Нэрн не торопясь скрылся в надстройке и вернулся с ведром на веревке. Он зачерпнул забортной воды, досыпал соли, будто ее в океане мало. Миллер напрягся – наказание было слишком суровым для такой незначительной провинности, – но пока ничего не предпринимал. Капитан на судне – первый после бога, даже если судно – двухмачтовая рыболовецкая шхуна. Но потом Нэрн достал многохвостую плеть и махнул ей разок просто для острастки. Свист, с каким она рассекла воздух, достиг ушей матроса, он уткнулся лбом в студеный металл и еле слышно завыл.

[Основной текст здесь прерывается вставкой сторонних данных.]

PR #1289, opened 2026-06-01
feat(target): add Target.com sign-in entry point

anazaim77:
## Summary

- Register Target brand in `getgather/mcp/mcp-tools.yaml` and shopping bundle
- Add Target dpage sign-in flow patterns: pre-signin, username, choose-method, password, signin-error
- Add stub `target_get_purchases` tool wired through dpage sign-in flow
- Add delayed autoclick support and `data-testid` updates for Target patterns

## Notes

- Purchase extraction is still stubbed
- Scope is Target sign-in foundation only

## Demos

- Initial sign-in error handled via 20s retry: https://screenrec.com/share/81sGtPZvRd
- Retried flow successful: https://screenrec.com/share/7nulJQ6wvC

### DIFF
--- a/getgather/mcp/patterns/target-order-error.html
+++ b/getgather/mcp/patterns/target-order-error.html
@@ -1,0 +1,14 @@
+<html gg-domain="target" gg-priority="-2" gg-error="order_error">
+  <head>
+    <title>Target Order Error</title>
+  </head>
+  <body>
+    <div gg-match=".styles_ndsAlertCard__YtwCK.styles_warning__u2sW1"></div>
+    <button
+      gg-match="//button[@type='submit' and contains(normalize-space(.), 'Sign in with password')]"
+      gg-autoclick-delay="20"
+    >
+      Sign in with password
+    </button>
+  </body>
+</html>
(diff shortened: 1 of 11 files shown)


getgather/mcp/patterns/target-order-error.html
```diff
@@ -0,0 +1,14 @@
...
+    <title>Target Order Error</title>
+  </head>
+  <body>
+    <div gg-match=".styles_ndsAlertCard__YtwCK.styles_warning__u2sW1"></div>
+    <button
+      gg-match="//button[@type='submit' and contains(normalize-space(.), 'Sign in with password')]"
+      data-testid="signin-method-password"
+    >
+      Sign in with password
+    </button>
```
faisalive: Since there's only one button, can we just use gg-autoclick?

getgather/mcp/patterns/target-order-error.html
```diff
@@ -0,0 +1,14 @@
+<html gg-domain="target" gg-priority="-2" gg-error="order_error" gg-action-delay="20">
```
oshimayoan: Nit: I don't think the action delay would helpful here as there will be only a single pending action from this pattern

getgather/mcp/patterns/target-order-error.html
anazaim77: We’ll stop the user on the error page, so `gg-autoclick` will not be needed.

getgather/mcp/patterns/target-order-error.html
anazaim77: Reverted, as we don’t need the delay config for this PR

faisalive (approved):

PR #1291, opened 2026-06-02
fix: add delays between input focus, fill, and submit actions

oshimayoan:
During Walmart signin, the submit button was firing before the email field was fully filled, a potential race condition that caused the demo app to ask email again in the followup form.

- Add gg-action-delay attribute on pattern <body> to opt into delays per brand
- When set, delays are applied between each batch action (fill, submit click) and after focusing an input before typing starts
- Walmart signin email pattern opts in with gg-action-delay="200"
- All other brands are unaffected (no attribute = no delay)

### DIFF
--- a/getgather/mcp/dpage.py
+++ b/getgather/mcp/dpage.py
@@ -554,7 +554,7 @@ async def zen_post_dpage(page: zd.Tab, id: str, request: Request) -> HTMLRespons
             results = action_results if isinstance(action_results, dict) else {}
 
             # Fallback for failed/unexecuted actions to preserve behavior.
-            for action in pending_actions:
+            for i, action in enumerate(pending_actions):
                 key = action.get("key")
                 kind = action.get("kind")
                 selector = action.get("selector")
@@ -567,6 +567,8 @@ async def zen_post_dpage(page: zd.Tab, id: str, request: Request) -> HTMLRespons
                 if results.get(key, False):
                     continue
 
+                if i > 0:
+                    await asyncio.sleep(0.3)
                 element = await page_query_selector(page, selector)
                 if not element:
                     continue
--- a/getgather/mcp/dpage.py
+++ b/getgather/mcp/dpage.py
@@ -362,8 +362,8 @@ async def zen_post_dpage(page: zd.Tab, id: str, request: Request) -> HTMLRespons
         options = {"title": title, "action": action}
         inputs = document.find_all("input")
         pending_actions: list[dict[str, str]] = []
-        body = document.find("body")
-        action_delay_ms = int(str(body.get("gg-action-delay") or 0)) if isinstance(body, Tag) else 0
+        html_element = document.find("html")
+        action_delay_ms = int(str(html_element.get("gg-action-delay") or 0)) if isinstance(html_element, Tag) else 0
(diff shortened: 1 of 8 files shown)


getgather/mcp/dpage.py
```diff
@@ -567,14 +571,19 @@ async def zen_post_dpage(page: zd.Tab, id: str, request: Request) -> HTMLRespons
                 if results.get(key, False):
                     continue
 
+                delay_ms = int(action.get("action_delay_ms") or 0)
+                if i > 0 and delay_ms > 0:
+                    await asyncio.sleep(delay_ms / 1000)
                 element = await page_query_selector(page, selector)
```
faisalive: why do we need to check `i > 0`?

getgather/mcp/dpage.py
```diff
@@ -567,14 +571,19 @@ async def zen_post_dpage(page: zd.Tab, id: str, request: Request) -> HTMLRespons
...
                 if not element:
                     continue
                 if kind == "click":
                     await element.click()
                 elif kind == "set_value":
                     value = action.get("value")
-                    await element.type_text(value if isinstance(value, str) else "")
+                    await element.type_text(
+                        value if isinstance(value, str) else "", focus_delay_ms=delay_ms
+                    )
```
faisalive: There are already `asyncio.sleep` on line 575, why we need to also do it inside `type_text`?

getgather/mcp/dpage.py
oshimayoan: To make sure there is more than single action on the queue, because the idea is to add delay between action

getgather/mcp/dpage.py
oshimayoan: Oops, you're right. Fixed.

ariya:
For another page, @faisalive added `class ElementConfig` some time ago. Can this Walmart MCP tool use a similar approach, e.g. using the configuration in that ElementConfig class instead>

faisalive:
> For another page, @faisalive added `class ElementConfig` some time ago. Can this Walmart MCP tool use a similar approach, e.g. using the configuration in that ElementConfig class instead>

Currently, we're not using ElementConfig. I think that's because we migrated it to Zendriver.

oshimayoan:
@faisalive From what I understand, based on the code, ElementConfig is still used as the fallback when the JS in browser.py fails. Perhaps that is what you mean by not using it anymore?

@ariya I think we can indeed use it for the python implementation. Here is the changes [035aab9](https://github.com/remotebrowser/mcp/pull/1291/commits/035aab94483446b40af2b16c7251046e2228c2b4)

faisalive:
> @faisalive From what I understand, based on the code, ElementConfig is still used as the fallback when the JS in browser.py fails. Perhaps that is what you mean by not using it anymore?
> 
> @ariya I think we can indeed use it for the python implementation. Here is the changes [035aab9](https://github.com/remotebrowser/mcp/pull/1291/commits/035aab94483446b40af2b16c7251046e2228c2b4)


Yes, the code still there, but I think there are no pattern that define `element_config` attribute.
Screenshot 2026-06-04 at 22 08 21

And also dpage tool function not using that variable.
Screenshot 2026-06-04 at 22 08 49

faisalive (approved):

PR #1294, opened 2026-06-03
fix: remove browser profile dirs on terminate and sweep orphaned profiles

broerjuang:
## Problem

Since ~01:00 UTC on Jun 3, tap-amazon production logged **477 \"Failed to start browser after 3 attempts\"** errors (~470 distinct browsers in 3 hours). Root cause: the machine disk filled up with browser profile dirs under `/app/data/profiles`, so Chrome could no longer start.

Profile dirs were never deleted:

- `terminate_zendriver_browser` only pruned cache subdirs (GPUCache, Code Cache, etc.) — the profile itself (Cookies, Local Storage, IndexedDB, …) stayed on disk forever.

Миллер увидел все: крошечные огоньки отраженного солнца на концах кожаных полос, хищный оскал Нэрна, радостное предвкушение в его глазах, вспомнил нетерпеливо дрожащие пальцы капитана, когда он щедро засыпал в ведро соль. Больше Миллер стоять в стороне не мог. Когда Нэрн замахнулся снова, и на этот раз по-настоящему, Йен скользнул к нему за спину и перехватил руку. Железные крючки звякнули о деревянное древко изуверской кошки.
– Простите, капитан, но работать за двоих я не нанимался, – сказал он Нэрну.
Тот попытался вывернуться – не вышло. Нэрн пнул каблуком в лодыжку Миллера, но та вдруг оказалась на пару дюймов левее. Йен обхватил Нэрна – крепко, как держит бочку стальной обруч. Второй рукой он сдавил запястье, и кошка выпала из ослабевших пальцев капитана. Тот дернулся раз, дернулся другой – это было так же безнадежно, как в детстве вырваться из мертвой хватки отца, когда тот вжимал коленом маленького Нэрни в скамью и свежий ветерок обдувал детские ягодицы, пока папенька стряхивал рассол с ивовых прутьев.
– Отпусти меня, Миллер, – просипел Нэрн. – Не буду я его бить, просто вычту из жалованья.
Йен отпустил. Матрос все еще не решался покинуть свое орудие пыток. Колени его уже не держали, и он повис на вытянутых руках богохульной пародией на Спасителя, молясь и всхлипывая. Безропотная покорность и обилие заживших шрамов на спине так удивили Йена, что он пропустил сильнейший удар в пах. Пришлось драться.
Стальные кулаки Миллера не оставляли шансов, он тут же пересчитал капитану ребра, но за миг до того, как потерять сознание от боли, Нэрн почти достал ножом печень Миллера. Очнулся он привязанным к носовой мачте, а Йен, зажав левой рукой рану, вел судно к Мангерсте. Пришвартовав шхуну, он притащил кассу из капитанской каюты. Не слушая проклятья, взломал жестяной ящик и выудил несколько монет.
– Смотри, Нэрн! – Он помахал перед носом капитана кулаком с зажатыми деньгами. – Я взял только свое жалование. – Йен разжал ладонь и выудил полшиллинга. – На ремонт замка. Все по-честному.
Монетка со звоном упала в корабельную кассу. Йен сунул деньги в карман, подхватил на плечо свой рундучок и, пошатываясь, сошел на берег.